Re: I Hate You by mytenderrage 5-Aug-02/9:55 PM
From what I have read so far, -=Dark_Angel=- is the best fucking thing that has ever happened to this board. And yeah, he's totally got you beat on the "l33t" name thing, as I believe he was being sarcastic and making fun of his own name. "Felchstraw"... genius!

And his point, if it hasn't been driven in before, is the following:

This poem is not good. Period. It is not talented poetry. It is trite. These comments are not questionable: they're not just opinions, they're pretty much given as truths. This is a public web page titled "Poemranker". We rank poems at Poemranker. Ranking involves judgement, henceforth it is our duty to judge your poetry. We have judged it, and found it to be not good poetry.

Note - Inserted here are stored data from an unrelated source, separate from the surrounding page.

PR #321, opened 2026-07-10
feat(react-ui): SelectDropdown component

OmarBasem:
Closes [FS-2398](https://linear.app/offchain-labs/issue/FS-2398/selectdropdown-component)


packages/react-ui/src/components/SelectDropdown/index.tsx
```diff
@@ -0,0 +1,216 @@
+import {
```
andrascodes: Image

The Default story looks a bit off. It might be just an issue with the story file layout itself

packages/react-ui/src/components/SelectDropdown/index.tsx
```diff
@@ -0,0 +1,216 @@
...
+  className,
+  panelClassName,
+  anchorRef,
+}: SelectDropdownProps) {
+  const [open, setOpen] = useState(false)
+  // `mounted` gates the portal so we don't touch `document` during SSR.
+  const [mounted, setMounted] = useState(false)
+  const [panelStyle, setPanelStyle] = useState<CSSProperties>()
+  const rootRef = useRef<HTMLDivElement>(null)
+  const panelRef = useRef<HTMLDivElement>(null)
```
andrascodes: Can't we just use a library that does all this for us (and probably more)? Like a Headless UI Dropdown? Why did you decide to implement it from zero? Maybe I'm missing something

andrascodes (changes requested):
I'm just marking it as Request for changes because of the suggestion of using a library for the SelectDropDown. If you disagree just request another review and I'll mark it approved.

packages/react-ui/src/components/SelectDropdown/index.tsx
brtkx: We had some issues with using a headless UI library before but only with expo where we had to share them between web and native. But now I agree we could use something like [Radix](https://www.radix-ui.com/primitives/docs/components/select) for all of our primitives.

I'm not very opinionated on which library we should use, if you guys prefer any other ff to suggest. I just like radix. We can start with this component and later make the rest of primitives use it.

We should also make sure we don't ship it and it's dev dep only imo.

andrascodes: I don't think we should at all think about sharing components between Expo and Web anymore. If we ever do a `wallet-react-native-ui` that will have to have a totally new component library. Hopefully, the Tailwind config we could share though.

> We should also make sure we don't ship it and it's dev dep only imo

You mean not shipping Radix? How do you do that? If we're using a `<Dropdown />` component from Radix we have to either have Radix as a full dep or peer dep. We could use subpath exports too to make sure Radix components don't make it into the bundle if we're not importing them if that's a concern.

Shadcn uses BaseUI as well alongside Radix UI so that's an option too. Or even Shadcn itself.

brtkx: I agree with your first point. My comment was that in the past we decided not to use ui lib because of expo. But now imo we should use one.

Lets discuss about specific libraries today on sync

brtkx: But I'm also fine using whatever, we can just use shadcn without having the sync. But we should have any one instead of writing our own components for sure imo.

OmarBasem:
@andrascodes @brtkx thanks for your reviews, I have refactored to using Radix

packages/react-ui/src/components/SelectDropdown/index.tsx
```diff
@@ -0,0 +1,161 @@
...
+    <PillItem
+      label={selected.symbol}
+      {...(selected.logoUri && { logoUri: selected.logoUri })}
+      {...(selected.logoBg && { logoBg: selected.logoBg })}
+      {...(disabled && { disabled: true })}
+    />
+  )
+
+  return (
+    <Popover.Root>
```
brtkx: This is not the right component - we should be using https://www.radix-ui.com/primitives/docs/components/select

packages/react-ui/src/components/SelectDropdown/index.tsx
brtkx, line 1: I'd just call it `Select` - it's pretty standard for UI libraries.

packages/react-ui/src/components/SelectDropdown/index.tsx
```diff
@@ -0,0 +1,161 @@
...
+  if (!selected) {
+    return (
+      <div className={cn('zd:relative', className)}>
+        <PillItem label={placeholderLabel} disabled />
+      </div>
+    )
+  }
+
+  const trigger = (
+    <PillItem
```
brtkx: I feel like `PillItem` is quite out of place in `react-ui` in general. It looks like a disabled select trigger - I would just move it back to SRA. Even if it's used in other packages later, it's just icon and text aligned horizontally. IMO this doesn't justify being in the shared package.

packages/react-ui/src/components/SelectDropdown/index.tsx
brtkx, line 1: I don't think we should be using radix this way. We should do it shadcn style where we export styled radix components and the consumer does what it wants with them. With the current implementation the code is bloated (a lot of props), and the consumer can only build token related components with it.

https://github.com/zerodevapp/zerodev-dashboard/blob/main/src/components/ui/select.tsx
ZeroDev dashboard is a good example how Select component has been exported.
Also can see here how shadcn exports radix components:
https://github.com/shadcn-ui/ui/blob/main/apps/v4/registry/bases/radix/ui/select.tsx

Feel free to take some time to dive deep into other projects, including ZeroDev dashboard, and check out how they export and consume radix.

brtkx (changes requested):

packages/react-ui/src/components/SelectDropdown/index.tsx
brtkx: https://github.com/zerodevapp/zerodev-wallet-sdk/pull/322
For example the other component you've implemented is quite nice, one thing we can do is get rid of props by utilizing radix to its full potential. Generally radix allows us to avoid using monolith components - so that the consumer can build anything with styled blocks instead of passing props.

packages/react-ui/src/components/SelectDropdown/index.tsx
OmarBasem: I think it's a very basic component (icon + text) that can be in react-ui, very likely it would be used in other packages.

packages/react-ui/src/components/Select/Select.stories.tsx
```diff
@@ -0,0 +1,151 @@
...
+      const selected = TOKENS.find((t) => t.id === value) ?? TOKENS[0]
+      return (
+        <Select value={value} onValueChange={setValue}>
+          <SelectTrigger asChild>
+            <PillItem label={selected.symbol} logoBg={selected.logoBg} />
+          </SelectTrigger>
+          <SelectContent align="start">
+            {TOKENS.map((t) => (
+              <SelectItem key={t.id} value={t.id}>
+                <div className="zd:px-3 zd:py-2">
```
brtkx: I'm thinking if this div wrapper should go inside the Select component? I imagine this would be the same for every consumer all the time?

packages/react-ui/src/components/Pill/index.tsx
```diff
@@ -93,7 +99,7 @@ export function TokenChainPill({
         </div>
         <Text className="zd:whitespace-nowrap zd:text-body1">{label}</Text>
       </div>
-      {interactive && (
+      {!disabled && (
         <div className="zd:flex zd:shrink-0 zd:items-center zd:rounded-full zd:p-2">
           <Icon
```
brtkx: I think chevron should just be part of the Select component and this stay an image and label? Chevron has nothing to do with this component - `Pill` should be static and `disabled` be controlled only by `Select`.

packages/react-ui/src/components/Pill/index.tsx
brtkx, line 1: I'm thinking if we should just call it a `Pill`? `Item` brings nothing to the table, it's just a redundant postfix that should really be only applicable to item of a list (e.g. SelectItem, ListItem). It doesn't change the semantic meaning of this component either, calling it `Pill` or `PillItem` hints at it being a pill component for both cases.

packages/react-ui/src/components/Select/Select.stories.tsx
brtkx: But if there was a select item that's not plain text but a react node, then it could get tricky because padding would be added to the component. wdyt?

I don't mind if we have to repeat it, I'm just a little bit concerned if we will be able to maintain the consistency. 

Does the div even need to exist? Would it work if we just added className to `SelectItem`, default to `zd:px-3 zd:py-2` and let the consumer override if needed?

packages/react-ui/src/components/Pill/index.tsx
OmarBasem: Chevron is visually part of the `Pill` component, `Select` component is not a UI component (any component can be used as the dropdown trigger) so I think chevron can stay in `Pill`. In the future chevron could be refactored to a `trailingIcon` to be more generic but currently it has one usage as chevron so I'll  keep it as it is for now

brtkx: But `Select` does export `SelectIcon` so I think we can use that. What if we refactored to the `trailingIcon` now? It should be a quick thing. Then it would look something like this, and we don't need to have a chevron in the pill. (`trailingIcon` in `Pill` can be optional, without a default)
```typescript
<SelectTrigger asChild>
  <Pill label={sourceSymbol ?? '—'} trailingIcon={<SelectIcon />} />
</SelectTrigger>
```

OmarBasem: @brtkx refactored

.changeset/silver-radix-popover.md
brtkx, line 1: Thanks for the changes, approved. One nit: changeset should only include changes we made in the PR and that are going to land in the package. 

For example, I think this one was part of addressing the comments, so we never dropped dependency from the previous version?

```
Dropped peer dependency: `@radix-ui/react-popover` — no longer used.
```

brtkx (approved):

andrascodes (approved):
Looks good! Thanks!!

His second, and seperate point, is that he's tired of people thinking that this isn't crap, because it is. And, consequently, he's tired of this page being flooded with crappy poetry. It's understandable to get tired of crap every once and a while. Are you tired of country music? Or the Backstreet Boys? If so, you can relate to how -=Dark_Angel=- is feeling. He feels like ranting and insulting people, so that's what he did. So show him a bit of compassion, people! Sweet Jesus. Try to be nice sometimes, and MAYBE he'd be nicer to you. Do onto others as you'd have them do unto you, or something like that.
regarding some deleted poem... 5-Aug-02/9:58 PM
So... I'M the "dumb fucker" because YOU can't spell correctly and don't know the difference between "to" and "too"? How does that work, exactly? How do I become "dumb" because of your mistakes? Am I the only one who sees a lack of logic here?